Narracja
Robert Hirschfield znajduje zestawienie między Birmą a Indiami, przeszłością i teraźniejszością, Wschodem i Zachodem, podczas rozmowy z mnichem na Drzewie Bodhi.
ONI SĄ jak gołębie szafranowe na kamiennej półce naprzeciwko Drzewa Bodhi.
Jeśli klasnę w dłonie, czy się rozproszą? Czy też, tak jak dobrzy mnisi Theravadan, którymi są, czy dostrzegą nagły fakt słuchania w umysłach wypolerowanych duchowością percepcji?
Szczególnie pociąga mnie jeden młody mnich. Jego szczupłe ciało było bardziej zamieszkane niż starszych mnichów.
Zauważając, że na niego patrzę, robi dla mnie miejsce obok siebie.

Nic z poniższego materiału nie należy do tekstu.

PR #503, opened 2022-07-01
Simplify layer group attribute

hav142:
This PR aims to simplify {country}/prism.json for layer group configuration, i.e:
```
"layers": [
      {
        "id": "rainfall_dekad",
        "label": "10-day",
        "main": true
      },
      {
        "id": "rainfall_agg_1month",
        "label": "1-month",
        "main": false
      },
      {
        "id": "rainfall_agg_3month",
        "label": "3-month",
        "main": false
      },
      ...
```
by removing the `main` attribute for all layers with `false` values, and setting `true` only for the main/default layer of the group.
We also changed the attribute from `main: true` to `default: true` to make it easier to identify


wadhwamatic:
Nice work @hav142. I appreciate the simplification of the config process! Let's get code review from @ericboucher or @JorgeMartinezG

ericboucher:
@hav142 I like the simplification, but I am not sure I agree with the name change from `main` to `default`. @wadhwamatic  what do you think?

wadhwamatic:
> @hav142 I like the simplification, but I am not sure I agree with the name change from `main` to `default`. @wadhwamatic what do you think?

I don't have a strong opinion on this. One hand, it makes sense to call it default as it will become the first option in the list. But main is used in the similar layer grouping feature. For consistency, let's revert back to main.

PR #505, opened 2022-07-05
Fix for "Allow PRISM build to be served from a subfolder"

reed1:
Sorry I forgot to check the "Run Analysis" in deployed URL for PR #474 (it has been merged now). The feature will not be working if it's served from a subfolder. This should fix it.

Deployed here: http://prism-sub-4.surge.sh/subfolder/build


ericboucher (approved):

ericboucher:
Ok, were you able to test that it works properly @reed1 ?

PR #489, opened 2022-06-06
Add access token for required layers

JorgeMartinezG:
image

PR #506, opened 2022-07-05
Layer authentication through JWT

JorgeMartinezG:
This PR enables PRISM to authenticate using json web tokens (JWT). On a layer with tokenRequired parameter, the user **must** provide a valid json webtoken. Then, the backend decodes it using the secret key defined within JWT_SECRET_KEY environment variable to get the region bounding box. Finally, the backend implements a geospatial filter to find the points within the polygon.

**How to test**: Using Cambodia deployment.
- Rebuild the docker image `make deploy`.
- Select the **disaster impact report** layer.
- include the access token for Phnom Penh:
```
eyJ0eXAiOiJKV1QiLCJhbGciOiJIUzI1NiJ9.eyJBZG0xX05hbWUiOiJQaG5vbSBQZW5oIiwiQWRtMV9OQ0REIjoxMiwiQURNMV9DT0RFIjoiS0gxMiIsImJib3giOiIxMDQuNzIwMDU5NDMxLDExLjQxOTQ5NDYyOSwxMDUuMDQ3NjkxNzk1LDExLjczNTk3NDU3OCJ9.PtzY8Ix_RRhiL9gK__LDX2vJTf4690O6pByx9TKea5U
```
image

**TODO:**
- Make a script to generate the json web tokens using the Makefile


wadhwamatic:
Looks good so far @JorgeMartinezG. Once it's merged, we also need to incorporate changes from https://github.com/WFP-VAM/prism-frontend/pull/485

Please also make the same changes noted in the first version of this feature (https://github.com/WFP-VAM/prism-frontend/pull/489#issuecomment-1175585167 - content pasted below)

Can we move the invalid credentials message to the authentication modal? Currently, it's not really noticeable since the authentication modal is displayed again, and then once you login correctly, you'll see the 'invalid credentials' message from before. Screenshots below.

Screen Shot 2022-07-05 at 15 59 05

Screen Shot 2022-07-05 at 16 00 05

JorgeMartinezG:
@wadhwamatic another option is to force the notification to appear on top of the modal, like in the figure below:

image

wadhwamatic:
@JorgeMartinezG - the revised flow for failed authentication works well. But, when I authenticate correctly and if no matching data is found, I'm brought again to the authentication modal. Is this intentional?

Screen Shot 2022-07-06 at 23 14 21

JorgeMartinezG:
@wadhwamatic yes, it is intentional

wadhwamatic:
> @wadhwamatic yes, it is intentional

We might consider deactivating the layer and not showing the modal again instead. If a user wants to try a different region, they could then reactivate the layer and get prompted again to authenticate. I think the current flow assumes you want to try to a different region but in practice, its more likely that I'm only viewing my province and if no data exists, that's the end of the process

wadhwamatic:
@JorgeMartinezG - I tried testing again but repeatedly get an 'Invalid credentials' message. I used the token you included in the instructions and have the same 'JWT_SECRET_KEY' as before. The backend returns "Invalid access token".

Please make sure to update the testing instructions so that anyone can test this locally. Thanks

wadhwamatic (commented):
Tested again. All previous comments have been addressed. There's an issue with the date selector showing data available for all forms, regardless of province. But we can address that separately

Issue #496, opened 2022-06-29
Add black formatting


ericboucher:
Add black formatting and isort

PR #512, opened 2022-07-08
Add black formatting and isort to the api code

PysarenkoDS-BWT:
Add black formatting and isort

Add black formatting #496


.github/workflows/test.yml
```diff
@@ -0,0 +1,43 @@
+name: PRISM Test
```
ericboucher, line 1: Since there is another file running PRISM CI already exists, what we can do is split tests between the frontend and the backend, so maybe rename this file: `api_test.yml` and the other one `frontend_test.yml` and split tests a bit more cleanly

ericboucher (commented):
Great start. Let's make sure that all the tests pass now :)
And add a comment in the api README to explain that we are using black and isort for formatting

ericboucher (approved):

.github/workflows/build.yml
```diff
@@ -104,8 +104,36 @@ jobs:
           message: |
             Build succeeded and deployed at http://${{ env.surge_url }} 
             (hash ${{ github.event.pull_request.head.sha }} deployed at ${{ steps.date.outputs.date }})
+  api_lint:
+    runs-on: ubuntu-latest
+    env:
+      GITHUB_TOKEN: ${{secrets.GITHUB_TOKEN}}
```
ericboucher, line 110: @PysarenkoDS-BWT we don't need these environment variables

.github/workflows/build.yml
```diff
@@ -104,8 +104,36 @@ jobs:
...
+      ORG_LEVEL_TOKEN: ${{secrets.ORG_LEVEL_TOKEN}}
+    strategy:
```
ericboucher, line 112: Since we are simply running formatting, we do not need to run on multiple python versions, let's just use 3.10

.github/workflows/build.yml
ericboucher, line 110: we don't need these environment variable @PysarenkoDS-BWT

PR #514, opened 2022-07-08
Update layers and boundaries COUNTRY=kyrgyzstan

wadhwamatic:
This PR makes updates to the initial configuration for Kyrgyzstan. New admin boundaries have been provided by the government counterpart, and all available layers from WFP's ODC instance have been configured

Surge deployment here:
https://prism-kgz-demo.surge.sh/

Screen Shot 2022-07-14 at 12 46 46


ericboucher:
Screen Shot 2022-07-14 at 1 29 21 PM

wadhwamatic:
> @wadhwamatic I pushed a fix but the reason it was not working is that the file `/kyrgyzstan/District_KRYG.json` is corrupted and the last data input only has null values.

Great, thanks a lot @ericboucher. FYI - I didn't see any errors prior to adding an admin-level layer. I'm wondering if we should add some validation to the boundary file and write issues to the console to catch this earlier.

PR #462, opened 2022-04-27
Add maxBounds, minZoom, and maxZoom to prism.json map config

reed1:
For issue #179

PR #525, opened 2022-07-15
Feature/show boundary info box

reed1:
This will show an optional boundary info box on bottom left corner:

image

This feature is optional (default false) and can be enabled with REACT_APP_SHOW_BOUNDARY_INFO set to "true". This feature is helpful to get the right maxBounds value for PR #462. We can pan and fit the country on the screen then copy the boundary and zoom info into the config file.


src/components/MapView/index.tsx
```diff
@@ -410,6 +412,24 @@ function MapView({ classes }: MapViewProps) {
...
+      const newZoom = map.getZoom();
+      dispatch(setLocation({ bounds, zoom: newZoom }));
+    };
+    map.on('dragend', onDragend);
+    map.on('zoomend', onZoomend);
+    // Show initial value
+    onZoomend();
+  };
+
+  const showBoundaryInfo = process.env.REACT_APP_SHOW_BOUNDARY_INFO === 'true';
```
ericboucher, line 432: Maybe use JSON.parse(REACT_APP_SHOW_BOUNDARY_INFO)?

https://stackoverflow.com/a/54906327/16585247

Please make sure it is False when the env is not set

wadhwamatic:
@reed1 - can we wrap this up? See Eric's comments from last week

src/components/MapView/index.tsx
ericboucher: Resolved in [4051438](https://github.com/WFP-VAM/prism-frontend/pull/525/commits/40514389418d2fbdf6e42c4120638fab65292c7d)

ericboucher (approved):

Issue #443, opened 2022-04-08
Remove dependency to S3 files


ericboucher:
Currently, running raster analysis locally requires to have a boundary file on S3. We should remove this dependency. To do so, we have two options.

1. When running locally, we send the geojson boundaries instead of url

2. Instead of using S3, we add a “defaultUrl” to each country, pointing to their main deployment URL. This way, we don’t need to maintain files on S3 and the URL will be something like [prism-mongolia.org/data/boundary_file.json](http://prism-mongolia.org/data/boundary_file.json)

Since the API already accepts `zones` as a GeoJSON, it is probably the easiest option.

PR #526, opened 2022-07-18
Remove dependency to S3 files

PysarenkoDS-BWT:
Issue #443 

Currently, running raster analysis locally requires to have a boundary file on S3. We remove this dependency.

Also we can add defaultURL property to each country (for example I add it to Cuba)
if this property exists, then we will receive data from the specified path

For example without it path is `http://localhost:3000/data/myanmar/admin_boundaries.json`
But if we add `defaultUrl: 'prism-cuba.org'` we take next path `prism-cuba.org/data/myanmar/admin_boundaries.json`


src/context/mapStateSlice/index.ts
```diff
@@ -48,17 +49,29 @@ export const mapStateSlice = createSlice({
...
   reducers: {
     addLayer: ({ layers, ...rest }, { payload }: PayloadAction<LayerType>) => {
-      const layersToAdd = payload?.group?.activateAll
+      const updatedPayload = {
+        ...payload,
+        ...(payload.type === 'boundary' &&
+          countryBaseURL && {
+            path: `${countryBaseURL}/${payload.path}`,
+          }),
+      };
```
ericboucher, line 58: can you explain why we're making this change?

PysarenkoDS-BWT: We need this to add baseURL to path field if countryBaseURL available

src/context/analysisResultStateSlice.ts
```diff
@@ -101,10 +99,6 @@ function getAdminBoundariesURL() {
   if (adminBoundariesPath.startsWith('http')) {
     return adminBoundariesPath;
   }
-  // do not send a local path to the API, use a fixed boundary file instead.
-  if (isLocalhost) {
-    return defaultBoundariesPath;
```
ericboucher, line 106: I think this is the only part that should change, actually

src/context/analysisResultStateSlice.ts
```diff
@@ -101,10 +99,6 @@ function getAdminBoundariesURL() {
   if (adminBoundariesPath.startsWith('http')) {
     return adminBoundariesPath;
   }
-  // do not send a local path to the API, use a fixed boundary file instead.
-  if (isLocalhost) {
```
ericboucher, line 105: this will break when the API is being run locally, no?

src/config/cuba/index.ts
```diff
@@ -9,5 +9,6 @@ export default {
   rawLayers,
   rawTables,
   translation,
+  defaultUrl: 'prism-cuba.org',
```
ericboucher, line 12: This URL does not exist, so why put it in here?

PysarenkoDS-BWT: for tests, sorry, forgot to delete it(

src/context/analysisResultStateSlice.ts
PysarenkoDS-BWT: No, all works fine

PR #527, opened 2022-07-18
Add auto linter for json files

PysarenkoDS-BWT:
Add eslint-plugin-json to lint json files


ericboucher:
When/how do we run it? I'm surprised it doesn't change anything in the existing JSON files

PysarenkoDS-BWT:
Add script to run prettier for JSON files, run only manually (not add automatically), because this not fast operation

ericboucher:
@PysarenkoDS-BWT thanks for updating the files. Please make sure that the CI tests are failing when the files are not properly formated

PysarenkoDS-BWT:
@ericboucher I think we can't check it in CI/CD because for this check need a loot of memory, remove this check?

ericboucher (changes requested):
@PysarenkoDS-BWT actually, let's not run this on files that are in public/data/COUNTRY_NAME but only on config files for now. This is making all the geojson files even bigger, which is clearly not what we want, thanks :)

src/components/MapView/AlertForm/index.tsx
```diff
@@ -111,35 +112,35 @@ function AlertForm({ classes, isOpen, setOpen }: AlertFormProps) {
...
   };
 
-  const onOptionChange = <T extends string>(
-    setterFunc: Dispatch<SetStateAction<T>>,
-  ) => (event: React.ChangeEvent<HTMLInputElement>) => {
-    const value = event.target.value as T;
-    setterFunc(value);
-    return value;
-  };
+  const onOptionChange =
```
ericboucher, line 115: Why are the ts and tsx files changing? Can we limit the changes to  json files?

ericboucher (approved):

Światło słoneczne odbija się od złotego przedniego zęba.
Spotkania z mnichami w Bodh Gaya zwykle składają się z precyzyjnych małych ukłonów i pożegnań.
„Jesteś z?” - pyta. Kolejna podstawa spotkania.
"Stany Zjednoczone."
„Ach, USA.” Powtarza za mną, jakby to była marka, o której nie mógł się zdecydować.
"A ty?"
„Birma”.
Myślę o surowych mistrzach medytacji i morderczych generałach. Myślę o ciszy pagody i ciszy więźnia.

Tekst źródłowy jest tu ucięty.